=== MATERIAL PROVIDED ===

PR #2705, opened 2020-12-27
XEEN: Fix many codacy issues

FrostyHitoshura:
The goal of these changes is to fix all files that are in the "B" quality level or worse for the Xeen engine & creation tool. I noticed other small problems while working on that I also fixed.


dreammaster:
All looks good. Some of it seems somewhat redundant, but I'll assume that there's reasons for the warnings being fixed in the first place

PR #2706, opened 2020-12-29
SCUMM: FT: update cutscene fix to account for Version B

AndywinXp:
Updated the workaround for bug #12022, accounting for the existence of Version B.
Luckily this didn't require comparing md5 values, as it appears there are no edge cases which can take the wrong if-"route" on the non correspondent version.


bluegr:
Quite straightforward. Thanks for your work! Merging

PR #2707, opened 2020-12-30
ENGINES: fix wrong parameter in constructor.

fedor4ever:
Cause compilation error.


bluegr:
Nice catch! It's like this in other use cases of ButtonWidget in this file. Merging

fedor4ever:
ButtonWidget ctor has too many default parameters which lead to errors. I think add overload ctror good idea.

PR #2708, opened 2020-12-31
GUI: Fix RTL layout in engines with custom options widget

SupSuper:
This addresses bug [GUI: I18N - RTL: "Edit game" dialog looks distorted for SCI games](https://bugs.scummvm.org/ticket/12028#no1).

Fixed version

The issue affects all engines with a custom options widget, as currently the RTL layout doesn't apply to widgets created via code. I made the following changes:

- Set `useRTL` to `true` in the `addWidget()` calls.

Should this be the default instead? There's no other uses of `addWidget()`.

- Renamed the dialogs to `"GameOptions"` so the RTL rule would apply correctly: https://github.com/scummvm/scummvm/blob/master/gui/widget.cpp#L119

Should this be a Widget property instead? Relying on a magic name isn't obvious.

### DIFF
--- a/engines/mohawk/dialogs.cpp
+++ b/engines/mohawk/dialogs.cpp
@@ -95,7 +95,7 @@ enum {
 #ifdef ENABLE_MYST
 
 MystOptionsWidget::MystOptionsWidget(GuiObject *boss, const Common::String &name, const Common::String &domain) :
-		OptionsContainerWidget(boss, name, "MystOptionsDialog", false, domain),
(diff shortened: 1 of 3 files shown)


sev-:
I think a better solution would be to change `useRTL` default to `addWidget` to `true`. As we by default making widgets RTL except a few carefully selected cases.

Could you please try that? It will shorten this PR like 10x times.

criezy (approved):
This dialog name change feels like black magic. But if it works that's good.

===

- _WORK ORDER_: Gather all lines with the string "domain" from the data.

- _TASK OUTPUT_:
 MystOptionsWidget::MystOptionsWidget(GuiObject *boss, const Common::String &name, const Common::String &domain) :
-		OptionsContainerWidget(boss, name, "MystOptionsDialog", false, domain),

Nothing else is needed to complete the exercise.